この物語には何人も老人が出てきますが、皆色々な意味でおしゃべりです。

 ベリーズ調査官に同行する課外実習は、高等学院が集合場所になっていた。そこから港へと引率されて移動する。港に用意されていたのは小型の貨客船だった。乗降ターミナルには何らかの手回しがあったのか人影は見当たらない。集められたファリルやレミリアとそのクラスメイトが、ベリーズと部下の男女二名に先導されて乗船する。


 目的地は告げられぬまま、着くまでの自由行動を許可されたが、それぞれが思い思いに過ごして、特に会話することはなかった。

 船着場は丁寧に手入れされてはいるが、放置されている大きな漁船が多く往時の盛況を偲ばせる。港からベリーズ調査官に誘われて、すぐ近くから始まる針葉樹の林の中へと足を運んだ。


 その途中に見かけた案内図の看板によれば、辿り着いた島は大きな弧を描いた円月型の島の中に湖を讃えるという不思議な構造をしていた。

 林の中に入りしばらく歩くと、私有地に入ったのか雰囲気が変化する。疎に生える木々の合間を縫うように木片と集成材で歩道がデザインされていて歩き易さを感じさせた。


 ファリルたちはベリーズ調査官の先導で散歩道としても使えるようなその道を歩んだ先で、島の抱える湖に出た。

 湖畔の崖の高さと一体化するように寄り添う建築物があった。

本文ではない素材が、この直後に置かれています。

PR #3229, opened 2026-08-08
fix(#3203): stop npm-global installs validating bundled agents against themselves

### LINKED ISSUE #3203: bug(core): getAgentsDir's __dirname-relative claude branch validates the npm-global package against itself — agents_installed can never be false
## TL;DR

**`getAgentsDir`'s claude branch resolves the agents directory relative to its own install location, so on an npm-global install it checks the package's own bundled `agents/` — `agents_installed` can never be `false` for any npm-global user.**

The check itself is sound; only its input directory is wrong. On a runtime-config-dir install (`~/.claude/gsd-core/bin/…`) the same expression is correct, which is presumably why this survived: identical code behaves differently depending on where it was installed.

## Problem

`src/agent-install-check.cts` (compiled to `bin/lib/agent-install-check.cjs`) resolves the claude runtime's agents directory as:

```js
return path.join(__dirname, '..', '..', '..', 'agents');
```

https://github.com/open-gsd/gsd-core/blob/343835facc80ad02b1a7133cd7fac6dd0c239293/src/agent-install-check.cts#L53

`__dirname` is `<root>/bin/lib`, so this resolves to `<root>/../agents`. The doc comment justifies it:

https://github.com/open-gsd/gsd-core/blob/343835facc80ad02b1a7133cd7fac6dd0c239293/src/agent-install-check.cts#L34-L36

The stated premise ("`gsd-tools.cjs` lives inside `gsd-core/bin/` in both cases") is true, but the conclusion doesn't follow — what matters is the *parent* of `<root>`:

| install shape | `<root>` | `<root>/../agents` resolves to | contains |
|---|---|---|---|
| runtime config dir | `~/.claude/gsd-core` | `~/.claude/agents` | the user's installed agents ✔ |
| **npm-global** | `<npm>/@opengsd/gsd-core/gsd-core` | `<npm>/@opengsd/gsd-core/agents` | **the package's own bundled agents** ✘ |

In the npm-global layout the parent is the package root, and the package ships its own `agents/` directory — so `checkAgentsInstalled` validates the package against itself.

Reaching the npm-global binary is not a misconfiguration: the workflow shim tries `command -v gsd-tools` (position 4) ahead of `${CLAUDE_CONFIG_DIR:-$HOME/.claude}/gsd-core/bin/gsd-tools.cjs` (position 5), so any user with the npm-global install on PATH gets this resolution by design.

## Reproduction (executed, 2026-08-08, v1.10.0)

A/B on the same byte-identical CLI (`diff -rq` of the two `bin/` trees: no differences), each install invoked by **absolute path** so PATH resolution plays no part, run from a project directory:

```
$ node <npm-prefix>/lib/node_modules/@opengsd/gsd-core/gsd-core/bin/gsd-tools.cjs query init.plan-phase 1
  "agents_dir": "<npm-prefix>/lib/node_modules/@opengsd/gsd-core/agents"

$ node ~/.claude/gsd-core/bin/gsd-tools.cjs query init.plan-phase 1
  "agents_dir": "~/.claude/agents"
```

Census: npm-bundled `agents/` = 34 files (non-empty, always present); `~/.claude/agents` = 36 files. Two locally authored agents are absent from the package entirely — invisible to the check on the npm-global path.

Negative control, both installs run against the **same** machine state with one expected agent (`gsd-verifier.md`) temporarily removed from `~/.claude/agents`:

```
runtime-config-dir install:  "agents_installed": false, "missing_agents": ["gsd-verifier"]
npm-global install:          "agents_installed": true,  "missing_agents": []
```

So the comparison logic is fine; only the input directory is wrong. On the npm-global path `agents_installed: true` is **unconditional** — the directory it inspects ships inside the very artifact being checked.

## Why it matters

`checkAgentsInstalled` runs inside `withProjectRoot`, reached by every `query init.*` call — the first call of essentially every workflow. Two consumers treat the result as a halt/warn gate:

- `workflows/new-project.md` — parses `agents_installed` / `missing_agents`, surfaces the missing set
- `workflows/new-milestone.md` — same

For an npm-global user those gates are dead: a wholly absent or stale `~/.claude/agents` reports healthy. The failure is silent and permanent, and invisible to a version check — package and runtime install can be the same version and still disagree about which agents exist.

Scope note: this is independent of the `.gsd-source` artifact-layout discovery — `agent-install-check.cts` imports only `runtime-homes.cjs` and `runtime-name-policy.cjs`, so the defect is contained to this resolver.

## Proposed fix

The correct resolution already exists one branch down in the same function: the non-claude path uses `getGlobalConfigDir(resolved)` to reach `<globalConfigDir>/agents`. The claude branch is the only one that derives the directory from its own install location.

Preferred: resolve claude the same way as every other runtime — `getGlobalConfigDir('claude')/agents` — honouring `CLAUDE_CONFIG_DIR`, with the existing `GSD_AGENTS_DIR` override still taking priority.

Narrower alternative, if the `__dirname` form is load-bearing for repo-run/dev ergonomics: keep it as a fallback, but skip it when the derived path lies inside a `node_modules` tree — the one case where it is provably resolving the package against itself.

Either way, the comment at L34-L36 should stop asserting an invariant it doesn't hold; that comment is likely why the shape survived review.

## Workaround for affected users

`GSD_AGENTS_DIR` is priority 1 in the same resolver, so exporting it pins the correct directory without an upstream change.

## Versions

- Defect verified live at release `v1.10.0` (`src/agent-install-check.cts:53`) and byte-identical at `next` HEAD `343835f` (2026-08-08).
- Reproduced with gsd-core 1.10.0 (npm-global `@opengsd/gsd-core` and runtime-config-dir install both 1.10.0, `bin/` trees byte-identical).

0xdhx:
## Fix PR

---

## Linked Issue

Fixes #3203

---

## What was broken

On an npm-global install, `checkAgentsInstalled` resolved the claude agents directory relative to its own install location (`__dirname/../../../agents`), which is the package's own bundled `agents/`. The check validated the package against itself, so `agents_installed` could never be `false` and the halt/warn gates in `workflows/new-project.md` and `workflows/new-milestone.md` were silently dead for npm-global users.

## What this fix does

Keeps the install-relative path for the shapes where it is correct (repo runs and runtime-config-dir installs, where the sibling `agents/` *is* the user's agents dir), but when that path lies inside a `node_modules` tree — the provably self-validating case — resolves `getGlobalConfigDir('claude')/agents` like every other runtime. This honours `CLAUDE_CONFIG_DIR`, and the `GSD_AGENTS_DIR` override stays priority 1.

## Root cause

The doc comment above `getAgentsDir` asserted the `__dirname` form was "correct for both repo runs and real installs because gsd-tools.cjs lives inside gsd-core/bin/ in both cases." That premise is true, but the conclusion doesn't follow: what matters is the *parent* of the package root. In a runtime-config-dir install (`~/.claude/gsd-core`) the parent is the config dir, so `<root>/../agents` is the user's agents dir; in an npm-global install (`<prefix>/lib/node_modules/@opengsd/gsd-core/gsd-core`) the parent is the package itself, which ships its own `agents/`. Reaching the npm-global binary is by design — the workflow shim tries `command -v gsd-tools` ahead of the config-dir path. The comparison logic was sound; only its input directory was wrong, which is why it survived review. The doc comment is repaired as part of this fix.

Sibling sweep: the other `__dirname`-relative resolutions in `src/` (`mcp-server.cts`, `install-profiles.cts`, `mcp-catalog.cts`, `capability-state.cts`, and `installer-migrations/000-first-time-baseline.cts`) intentionally target the package's own bundled files (its version, commands, repo root, or shipped agent set), so they are not the same defect class and are out of scope here.

### How I verified the fix

Executed A/B repro from the issue (2026-08-08, v1.10.0): byte-identical `bin/` trees (`diff -rq`: no differences), each install invoked by absolute path so PATH resolution plays no part:

```
npm-global:          "agents_dir": "<npm-prefix>/lib/node_modules/@opengsd/gsd-core/agents"
runtime-config-dir:  "agents_dir": "~/.claude/agents"
```

Negative control, same machine state with `gsd-verifier.md` removed from `~/.claude/agents`:

```
runtime-config-dir install:  "agents_installed": false, "missing_agents": ["gsd-verifier"]
npm-global install:          "agents_installed": true,  "missing_agents": []
```

Post-fix: `node --test tests/agent-install-check.test.cjs tests/agent-install-validation.test.cjs` — 44/44 green under a sandboxed `HOME`/`CLAUDE_CONFIG_DIR`, including the repo-layout W010 health test (which pins the install-relative behaviour this fix deliberately preserves outside `node_modules`). `npm run lint:ci` green.

### Regression test added?

The new test mirrors the published npm-global layout (package under `node_modules/@opengsd/gsd-core` with a complete bundled `agents/`) and pins the *resolved directory* — not just an `/agents` suffix, which is how the bug survived — plus the issue's negative control (one agent missing from the config dir → `agents_installed: false`, `missing_agents` names it). Run against pre-fix code it fails; post-fix it passes.

### Platforms tested

- [x] Linux
- [ ] macOS

The `node_modules` membership test uses `path.sep`, so it is platform-neutral by construction; verified on Linux only.

### Runtimes tested

- [x] Claude Code
- [ ] Gemini CLI
- [ ] OpenCode
- [ ] Other: ___

Only the claude branch of `getAgentsDir` changes; non-claude runtimes already resolve via `getGlobalConfigDir` and their tests are untouched and green.

---

## Checklist

## Breaking changes

None. Repo runs and runtime-config-dir installs resolve exactly as before; only the npm-global shape changes, and there the previous answer was the defect. Users who relied on the old behaviour via `GSD_AGENTS_DIR` are unaffected (it remains priority 1).

Two known edges of the lexical `node_modules` test, surfaced by an adversarial cross-AI review of the diff and accepted deliberately:

- A checkout or config dir placed under a directory literally named `node_modules` resolves the config dir instead of its siblings. A *local* (`npm install` into a project) copy of the package is the same defect class as npm-global, so routing it to the config dir is correct; only genuinely pathological placements are affected, and `GSD_AGENTS_DIR` covers them.
- An `npm link`-style symlinked install resolves (via Node's realpath) to the source tree outside `node_modules` and keeps install-relative resolution — which is the dev-checkout behaviour this fix deliberately preserves.

---
<a href="https://app.blacksmith.sh/open-gsd/codesmith/gsd-core/pr/3229"><picture><source media="(prefers-color-scheme: dark)" srcset="https://pr-comments-assets.blacksmith.sh/codesmith/view-with-codesmith-dark-v2.svg"><source media="(prefers-color-scheme: light)" srcset="https://pr-comments-assets.blacksmith.sh/codesmith/view-with-codesmith-light-v2.svg">View with [code]smith</picture></a> <a href="https://backend.blacksmith.sh/track/enable-autofix?expires=1788823549&installation_model_id=22188&pr_number=3229&repository=open-gsd%2Fgsd-core&return_to=https%3A%2F%2Fgithub.com%2Fopen-gsd%2Fgsd-core%2Fpull%2F3229&signature=fcb971640afbd217574bd931787a171609ba829db3b9333760b02cb7c07f761b"><picture><source media="(prefers-color-scheme: dark)" srcset="https://pr-comments-assets.blacksmith.sh/codesmith/autofix-with-codesmith-dark.svg"><source media="(prefers-color-scheme: light)" srcset="https://pr-comments-assets.blacksmith.sh/codesmith/autofix-with-codesmith-light.svg">Autofix with [code]smith</picture></a>


trek-e (changes requested):
## Summary

The fix is right. `getAgentsDir`'s claude branch resolved `__dirname`-relative unconditionally, so an npm-global install pointed at the package's own bundled `agents/` directory and validated it against itself — `agents_installed` could never be false. Adding a `node_modules`-segment check and routing that case through the already-imported `getGlobalConfigDir('claude')` corrects the root cause at the failing site, rather than special-casing the symptom. The `GSD_AGENTS_DIR` priority-1 override is untouched.

The regression test is genuinely fail-first, and it earns that by construction: it `cpSync`s the real compiled `gsd-core/bin` tree into `<tmp>/node_modules/@opengsd/gsd-core/...` and requires *that* copy, so `__dirname` is a real `node_modules` path rather than a stub. Pre-fix, `path.join(__dirname,'..','..','..','agents')` lands exactly on `bundledAgents`, which the fixture fully populates — the asserted `agents_installed === false` would have observed `true`. Tightening the sibling assertion from `endsWith('/agents')` to exact `path.resolve` equality is a real improvement.

One Major finding blocks approval.

- `RULESET.CONTRIB.CLASSIFY.fix=requires confirmed/confirmed-bug before implementation` — satisfied: #3203 carries `bug`, `confirmed-bug`.
- `CI.GATE.issue-link-required` — satisfied: `Fixes #3203`.
- Changeset `.changeset/witty-herons-march.md` — `type: Fixed`, `pr: 3229`, body follows `**<Bold user-visible change>** — <symptom-led explanation>.` The trailing `(#3203)` backlink is present; it is conventional and not required either way.
- Docs lint — `Fixed` fragments are exempt from the `docs/` requirement per `CONTRIBUTING.md:264`. See the Major finding for why that exemption does not settle this PR.

## Root-cause verdict

Confirmed. Not a paper-over: no input is special-cased, no error is swallowed, no presentation layer is touched. The change is one additive structural conditional distinguishing the two install shapes, reusing existing resolution rather than inventing new logic.

## Blast radius & risk tier

`get_impact(getAgentsDir, direction: both)` → `risk: CRITICAL`, `total_affected: 191`, `graph_incomplete: false`. Read that correctly: it measures how widely `getAgentsDir` is depended on (it is reached from `withProjectRoot` on effectively every `init.*` command), **not** the risk of this 8-line diff. The symbol was equally central before this PR. The delta itself is narrow and additive.

`find_symbol` reports `complexity_score: 3`, `direct_callers: 1`, `risk_level: low` for the function itself.

## Co-change completeness

`get_cochange_context(src/agent-install-check.cts)` returned `cochanged_files: []` **with an explicit note that no `git_commit` episodes are available in the window** (`replay_history` was not run during indexing). That is a data-availability gap, not a clean result — I am not treating the empty list as evidence that nothing else needed touching. The Major finding below was found by direct grep instead, which is precisely the gap co-change would otherwise have caught.

### Memtrace Evidence

- **`get_symbol_context(getAgentsDir, gsd-core)`** — returns `getAgentsDir` (`src/agent-install-check.cts:47-81`) and its sole direct caller `checkAgentsInstalled` (`src/agent-install-check.cts:60`), community `AgentsInstalledAgent`, process `Gsd-coreRouteInitCommand`. Single-hop, same-file. This is the deterministic proof that the fix site sits on the failing path — `find_dependency_path` was also attempted and came back `found: false` solely because the projection ceiling was hit (34787/34787 nodes, 100000/100001 edges), which is inconclusive rather than a negative result, so the caller graph is what the claim rests on.
- **`get_impact(getAgentsDir, gsd-core, direction: both)`** — `risk: CRITICAL`, `total_affected: 191`, `graph_incomplete: false`. Centrality of the symbol, not of the diff; see Blast radius above.
- **`find_code_review_issues(review_mode: "online", max_candidates: 60)`** over the full diff including the test file — `_graph_state: "ready"`, `_raw_count: 0`, `_filtered_count: 0`, all `_source_counts` (ast / cross_module / online / yaml) zero. Clean on a non-stale graph, and not truncated by the default 20-candidate cap.
- **`recall_decision`** (query: agents-directory resolution, claude runtime, `node_modules`, npm-global install path) — `fact_status: "statistically_ranked"`, 10 results, none on-point (top hits concerned an unrelated module-decomposition PR, a `ModelContext` throw-path test, and `fnm` path normalization). Reporting this as *no on-point match found*, not as "no recorded decision governs this change".
- **`governing_contracts(symbol_id=281475057450827)`** — `{"answer":"cannot_prove","reason":"no node NodeId(281475057450827) in the store"}`. A refusal, not a clean bill of health: the governing-contract check could not run for this symbol.
- **`find_cross_module_issues`** — `_graph_state: "ready"`, `_edge_count: 10596`, `_node_count: 17073`, `issues: []`. Genuinely clean.
- **`find_yaml_rule_matches`** over the `.cts` hunk — `issues: []`.

## Findings

### Major — `CONTEXT.md:190` now states the opposite of what the code does *(judgment; direct grep)*

The Agent Install Check Module glossary entry still reads, verbatim:

> Interface: `getAgentsDir(runtime?, projectRoot?)` — env-var-aware, runtime-aware agents-directory resolution; Claude resolves `__dirname`-relative, while other runtimes prefer a manifest-backed project-local agents directory before their global configuration home.

After this PR, "Claude resolves `__dirname`-relative" is no longer true unconditionally — that is exactly the sentence whose unconditional form *was* the bug. The claude branch now falls back to `getGlobalConfigDir('claude')/agents` when the resolved path lies inside a `node_modules` tree. The diff does not touch `CONTEXT.md`.

`CONTRIBUTING.md:264` addresses this case by name:

> `Fixed` and `Security` fragments do not trigger this lint — bug fixes restore documented behavior, they do not introduce new behavior to document. (Edit the docs anyway if a fix corrects something the docs got wrong.)

The PR body already recognizes the principle — it says the doc comment above `getAgentsDir` asserted a premise whose conclusion didn't follow, and that "the doc comment is repaired as part of this fix." That repair covers the inline comment in `src/agent-install-check.cts` only; the external predicate in the `CONTEXT.md` module glossary was left behind and is now false.

Please update that sentence to describe the conditional. `CONFIG.LOCATION.SEAM.two-families` at `CONTEXT.md:592` is still accurate (`GSD_AGENTS_DIR -> getAgentsDir priority 1`) and needs no change.

Major rather than Blocker: no CI gate fires here, since the `docs/` lint is scoped to `docs/` and exempts `Fixed`. But the parenthetical above is a named exception to that exemption and this PR is squarely the scenario it describes, so it is not waivable as a nit.

### Minor / informational — `node_modules`-segment heuristic edge cases *(judgment)*

Two cases where the heuristic misclassifies: a literal `node_modules`-named ancestor directory in a non-package context, and an `npm link` symlinked dev install whose realpath escapes `node_modules`. Both are real. Both are **already disclosed and accepted in the PR body** as deliberate trade-offs following an adversarial pass. I am confirming they are genuine, not re-raising them as new — no action needed unless you want them captured as a follow-up issue.

### Nit — platform verification *(judgment)*

"Platforms tested" has only Linux checked. The fix is plausibly platform-neutral by construction — `path.join`/`path.sep` are OS-aware and the check is exact-segment rather than substring — but note the repo's CI matrix is Linux-only, so green here is not evidence of Windows/macOS correctness. Pre-existing limitation, not introduced by this PR.

## Verdict

**Changes requested.** Under the zero-tolerance policy a Major finding is not approvable. The code change itself is correct and well-tested — the only thing standing between this and an approval is the one-sentence `CONTEXT.md:190` correction. Push that and I'll re-review promptly.

0xdhx:
Thanks — the Major is fixed, and chasing it turned up a sibling of the same problem in this PR's own diff.

## Findings → commits

**Major — `CONTEXT.md:190`** → `0fb2628f`

Confirmed and corrected. The entry now reads:

> Claude resolves `__dirname`-relative unless that path contains a `node_modules` path segment, in which case it falls back to `getGlobalConfigDir('claude')/agents` (#3203); that segment test is lexical and case-sensitive rather than an install-shape guarantee — it targets the layouts where the sibling `agents/` is the package's own bundled copy and the check would otherwise validate the package against itself, and any path merely carrying a directory of that name resolves the same way. Other runtimes prefer a manifest-backed project-local agents directory before their global configuration home.

`CONFIG.LOCATION.SEAM.two-families` is untouched — `GSD_AGENTS_DIR -> getAgentsDir priority 1` is still accurate.

**Self-found, same commit — my call-site comment made the same conflation.**

Writing the hedged version above made it obvious that the comment I added two lines above the guard had the same problem. It read:

```
// #3203: inside a node_modules tree this is the package's own bundled
// agents/, so the install check would validate the package against itself.
```

The predicate can't establish that. An exact, case-sensitive segment match is equally true of any path carrying a directory of that name, so the first clause asserts an install shape the test never determines. Left alone, this PR would have corrected the external predicate you flagged while leaving the same unsupported claim in the code it describes. The comment now says what the guard actually does, and the `Priority:` JSDoc's condition clause moved from "lies inside a node_modules tree" to "carries an exact node_modules segment". Comment-only in `src/`; no behaviour change, and the predicate itself is untouched.

One surface I did **not** change: `.changeset/witty-herons-march.md` still says "lies inside a `node_modules` tree". It's changelog prose describing the user-visible effect rather than a claim about the predicate, so I left it rather than re-push — flagging it so the inconsistency is disclosed rather than quietly retained. Happy to align it.

**Minor — heuristic edge cases.** No changes, per your read. Both remain disclosed in the PR body, and the two prose surfaces above now describe the test as lexical instead of implying it detects an install shape, which was the part that could actually mislead a later reader. Whether that's worth a follow-up issue I'll leave to you — see the boundary note below, which is the one piece of it I think is genuinely open.

**Nit — platform verification.** Acknowledged and unchanged: my local runs were Linux-only. The Windows and macOS shards report SUCCESS on this push, which is the repo's matrix rather than evidence I produced.

## Declined, with reasoning

**The glossary entry doesn't mention `checkCodexModelPosture` / `POSTURE_REASON`.** Both arrived in `4a1ed253` (#3242), `src/verify.cts` consumes `checkCodexModelPosture` at line 2468, and the entry's `Interface:` inventory lists only two of the module's four exports — so it is genuinely incomplete. I've left it out: it's pre-existing and unrelated to #3203, and this PR's checklist asks that the fix stay scoped. It's a one-line edit if you'd rather have it here than tracked separately.

## Rebase

Rebased onto `next` (33 commits) — the PR was `BEHIND`, and the base range had rewritten `src/agent-install-check.cts` and `tests/agent-install-check.test.cjs` (two of the three files this PR touched) as well as `CONTEXT.md` itself, so editing the stale copy risked conflicting against my own new text later. The replay was clean, with no conflicts, and the fix and test hunks are byte-identical across it.

Two things worth reporting from validating that:

- I ran the base-added and base-modified test files at both ends of the replay. One base-added gate failed locally — `tests/issue-3238-js-yaml-lockfile.test.cjs` — and that was my stale `node_modules`: `a5b5860b` moved the lockfile's js-yaml pin from 4.3.0 to 4.3.1 (manifest range `^4.2.1` → `^4.3.1`), and my tree still had 4.3.0. It passes after reinstalling. Not a real failure; noted only so the local-vs-CI difference isn't mistaken for one.
- **A boundary I could not settle from the tree.** The guard keys on a literal path segment, so it depends on what each package manager's resolved `__dirname` actually looks like. npm-global is covered and tested. npm/Yarn-classic local, pnpm and Bun should also carry a real `node_modules` segment — for pnpm I checked that Node's realpath resolution runs through `node_modules/.pnpm/.../node_modules/...`, but the others I'm reasoning from layout, not measuring, and the repo has no fixture for any of them. Layouts that resolve without such a segment at all — Yarn PnP, Deno's npm cache — would keep the pre-fix behaviour. I'm not claiming those are out of scope on the strength of `engines.npm`, which constrains npm's version rather than excluding other managers; I just haven't established them either way. If you consider any of that in scope for #3203 I'm glad to add fixtures; otherwise it may be the thing worth a follow-up issue.

## Verification

Locally, on the rebased branch: `npm run lint:ci` passed; `gen-context-index --check`, `gen-section-manifest --check` and `check-glossary-refs --check` all report up to date, so the `CONTEXT.md` edit needs no regeneration; `tests/agent-install-check.test.cjs` + `tests/agent-install-validation.test.cjs` pass 85/85.

No reversion control this round, and I'd rather state that than imply one: the round is documentation and comment prose only, so reverting it fails nothing. Nothing in the repo asserts this entry's wording, and I didn't add a gate for it — that felt out of scope for a bug fix, but I'll add one if you disagree.

On CI: as of this push 42 check contexts have registered — 37 SUCCESS, 5 SKIPPED, none reporting failure. One skipped entry is an unexpanded matrix placeholder rather than a genuinely declined job, so I'm giving you the counts at a timestamp rather than an overall verdict.

trek-e (approved):
## Re-review — fix(#3203): stop npm-global installs validating bundled agents against themselves

All prior findings addressed:
- **Major (docs/CONTEXT.md):** Resolved — CONTEXT.md is now updated (documents the `node_modules` guard as lexical). The docs-lint exemption no longer leaves the guard undocumented.

CI green. No further changes requested.

### Memtrace Evidence
- **`get_impact`** (`getAgentsDir`, prior review): CRITICAL centrality (191 dependents) — but the fix is a guard *addition* at the leaf, not a signature change. No caller is affected.
- **`get_symbol_context`** (prior review): `getAgentsDir` → `checkAgentsInstalled` → `Gsd-coreRouteInitCommand`. Single-hop, same-file. The guard narrows input, does not change output.
- **`recall_decision`** (prior review): no governing ban or convention violated.
- **`find_code_review_issues`** (prior review, graph ready): 0 issues on the src/ diff.

### Verdict
**Approved.**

高さに換算すると五階建にもなろうかという半円形が崖にくっついているようなデザインで、入り口は四階部分にあり、最上層でもある五階層は円錐形の屋根とテラスになっている。


 ファリルは湖畔に立ち、右手に見えるその建物を眺める。ダルマティア様式は自然との調和、それも動的なものを様式化する帝国でも独自の文化であると教科書に書かれていたものの、現実に教科書に描かれていたイラスト通りの景色が広がる様はどこか満足感を呼び起こした。


 『振る舞いを建築する』というテーマでデザインされたその半円形の塔は、湖に起こる漣と崖の上の青々として生い茂る常緑樹と一体化し、自然に風景に溶け込んでいる。

 どころか、岩肌と同じ色味で整えられた外壁が相まって自然な波の侵食と風化によって形成されたのだと言われても信じてしまいそうな佇まいでもあった。ファリルが浸っていると同行者であるベリーズ調査官の部下の男女が、湖岸についているボートの船頭に荷物を預けている様子が見えた。塔は岸辺から回り込むと少し遠い場所から崖の上へ登ることになるため、近しい場所へ連れて行ってくれるという。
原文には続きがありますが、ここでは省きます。